ACTIVITY | Search the listing for the string "mode". Copy every line that has it.
========================
PR #391, opened 2025-06-20
refactor test_binaries/bins pattern

### LINKED ISSUE #393: copying binaries from image is a bad pattern
Currently, zaino expects testing binaries to be stashed in `testing_binaries/bins`.
This is cumbersome with the `cargo-make` setup, since the whoel `zaino` clone directory  is mounted into the testing container, then those binaries have to be copied from the container into the host's  `testing_binaries/bins`, deriving in de-syncs.

nachog00:
This PR moves away from the current pattern of counting on the testing binaries to be stashed in `test_binaries/bins`.
It should prevent issues with de-synced bins copied over from the testing images, making a yet stronger case for `cargo make test` being a plug-and-test command.

New pattern:
---
The new pattern expects an env var `TEST_BINARIES_DIR` to be set while running tests.
This var must contain the path to a directory with all the needed bins.

This also updates the `cargo-make` tools to make sure tests run with `cargo make test` always have this variable set correctly.

Testers who won't use the docker approach can opt for manually setting the env var before running tests or keeping it unset if they add all the binaries to their `$PATH`

### DIFF
--- a/Makefile.toml
+++ b/Makefile.toml
@@ -5,6 +5,7 @@ default_to_workspace = false
 
 [env]
 IMAGE_NAME = "zingodevops/zaino-ci"
+TEST_BINARIES_DIR = "/usr/local/bin"
 
 [tasks.help]
 description = "List available commands and usage notes"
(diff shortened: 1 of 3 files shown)


nachog00:
I meant to update `docs/testing.md` with these changes, to realise that it's heavily outdated and due for a big rewrite.
Opened #392 and think this PR shouldn't lock on that as it's crucial for people's local dev experience.

dorianvp (dismissed):

zancas:
Have we considered symlinks?

nachog00:
> Have we considered symlinks?

I'm aware of them, but I don't see how they would play a role here.

nachog00:
Merging `dev` into this branch has triggered a run of the job that builds and pushes the ci docker image.
This is unexpected (that image has already been built and pushed before), but makes sense since the condition for that job is that a diff contains a change to the `.env.testing-artifacts`. From this branch's perspective, that has changed...
I suppose we want to have that job first check for the image on Dockerhub, and skip the whole build if it is there already.

zancas (approved):

PR #395, opened 2025-06-24
begin cargo make docs

ala-mode:
WIP, cargo-make documentation


docs/cargo_make.md
```diff
@@ -0,0 +1,44 @@
...
+Requirements:
+1. `cargo-make`
+`cargo install --force cargo-make` or prebuilt [binary](https://github.com/sagiegurari/cargo-make/releases)
+2. `docker` *
+https://docs.docker.com/
+https://docs.docker.com/engine/install/
+
+You can run `cargo make help` for a list of commands available.
+
+`cargo make compute-image tag`
```
nachog00, line 18: typo: missing "-" between "image" and "tag". Not a big deal, but if people copy and run int, it wont work

docs/cargo_make.md
```diff
@@ -0,0 +1,44 @@
...
+using `./utils/get-ci-image-tag.sh`, formats what's found in the checked-in `.env.testing-artifacts` file (based on commits of `zcahsd`, `zebrad`, and Rust version) into a docker image tag, prints them to stdout and makes the CARGO_MAKE_IMAGE_TAG environment variable.
+
+`cargo make test`
+Runs integration tests in a docker container, defined from `Dockerfile.ci`, and mounts the local Zaino directory on the  host system.
```
nachog00, line 22: Wording is a bit off here (i think). I would say the volumes are mounted on the container.
Also, maybe listing all the volumes would be good? it mounts the zaino source code (the repo clone), the target directory and a `.cargo` that isn't the global one, but a dedicated location to avoid messing with your global cargo stuff.

nachog00: I would also explain the flow followed by this command to get your image:
1. it gets the image tag described in `cargo make compute-image-tag`
2. it checks if the local docker daemon has that image available
3. if not, it tries to pull the image from Dockerhub
4. if not available there either, it builds it (using the `build-image`) task
5. after all that (or just some of that, if any step finds the image already), it runs:
```bash
cargo nextest run --profile ci
```
User can pass in extra arguments too, for example
```bash
cargo make test zebrad::get::address
```
will result in the container running
```bash
cargo nextest run --profile ci zebrad::get::address
```

docs/cargo_make.md
```diff
@@ -0,0 +1,44 @@
...
+
+`cargo ensure-image-exists`
+Check if the required image exists locally, build if not
+
+`cargo copy-bins`
+Extract binaries from the image to ./test_binaries/bins
+
+`base-script`
+sources `helpers.sh`
+runs tests with appropriate image,
```
nachog00, line 38: i would'nt say that base script runs tests. It just sources the helpers and computes the TAG

nachog00:
This current setup is a bit limiting since it only makes it easy to do `cargo nextest run` commands with the container, but we probably want to extend it so people can start the container, keep it running and pass whatever nextest command they want, and maybe even regular cargo commands too.

zancas:
Because the `makers` tooling is so new, and so many changes are incoming, I have marked this low-priority..  we should circle back to documentation when we onboard someone new AND more than 4 weeks have passed.

zancas:
I think this PR has likely been superceded.   Is it still providing relevant documentation @ala-mode ?

zancas:
Makefile.toml has substantially changed.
========================
YOUR SOLUTION |
ala-mode:
I think this PR has likely been superceded.   Is it still providing relevant documentation @ala-mode ?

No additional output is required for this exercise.